- _About this task_:
Your answer should be one number: the count of lines in these entries that hold the word "workflows".

═════ Records for this exercise

PR #1533, opened 2026-04-12
Go bindings add query timeout

patrobinson:
## Summary

This is an attempt to add a client timeout option to the Go bindings as discussed in https://github.com/slatedb/slatedb/issues/1148. I started work on this in https://github.com/slatedb/slatedb/pull/1160 but the bindings were re-written recently and so it seemed better to start again.

## Changes

- Add timeout to GetWithOptions and GetKeyValueWithOptions
- Add timeout to PutWithOptions
- Add timeout to DeleteWithOptions
- Add timeout to MergeWithOptions
- Add timeout to WriteWithOptions and CommitWithOptions
- Add timeout error test for PutWithOptions

## Notes for Reviewers

I considered adding more tests that confirmed the timeout actually threw an error but it's my last day of leave and I'm likely to lose any motivation to continue working on this soon (like last time).

I tripped over the requirement to use the `AwaitDurable` option when supplying a timeout, otherwise it will always return even if the underlying storage is unavailable/slow. I wonder if we should just document it?

I couldn't find an easy way to implement this for Scan/ScanPrefix, since the timeout would only wrap the return of the iterator and that's not really useful.

## Checklist

Thank you for the review! 🙏

### DIFF
--- a/.github/workflows/pr.yaml
+++ b/.github/workflows/pr.yaml
@@ -208,6 +208,9 @@ jobs:
           LD_LIBRARY_PATH: "${{ github.workspace }}/target/debug:${LD_LIBRARY_PATH}"
         run: go test ./...
 
+      - name: Run S3-backed Go timeout tests
+        run: scripts/run_go_timeout_tests.sh
+
   bindings-java:
     runs-on: ubuntu-latest
     needs: tests
--- a/bindings/go/uniffi/slatedb.go
+++ b/bindings/go/uniffi/slatedb.go
@@ -7239,12 +7239,15 @@ type ReadOptions struct {
 	Dirty bool
 	// Whether fetched blocks should be inserted into the block cache.
 	CacheBlocks bool
+	// Timeout in milliseconds for the read. Defaults to no timeout.
+	TimeoutMs *uint64
 }
 
 func (r *ReadOptions) Destroy() {
 	FfiDestroyerDurabilityLevel{}.Destroy(r.DurabilityFilter)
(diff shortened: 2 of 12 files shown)


criccomini (commented):
My inclination is to keep this out of `bindings/uniffi`. IMO, languages should implement timeouts in their own idiomatic style. For Go that might be selecting on a context.Context. For Node, it might be using a setTimeout, and so on. They can drop/cleanup as they see fit.

Also, the write timeout is a little misleading since the timeout doesn't actually cancel the write if the write has already been picked up by the `write_batch.rs` loop.

For Go, I think the timeout stuff can be included as helper functions in the `bindings/go` package that wrap Go's `uniffi` binding. @vitoordaz what do you think?

criccomini:
@Barre IIRC, you had some opinions on this as well.

vitoordaz:
@criccomini agree with you, I think that this should be handled in uniffi generated code.

criccomini:
> @criccomini agree with you, I think that this should be handled in uniffi generated code.

@vitoordaz  I'm saying it should _not_ be handled in the UniFFI generated code. Instead, I'm suggesting that we build idiomatic helpers in the `bindings/go` root package to address these kinds of needs. Does that make sense?

vitoordaz:
I didn't investigate this yet, but based on definition of `uniffiRustCallAsync` function I think that we can intercept rust future poll and therefore have cancelation (timeout) is close to how it's implemented in rust, ie we just stop polling and drop future.

Can this be implemented with helper?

══════════

- _Answer to this problem_:
2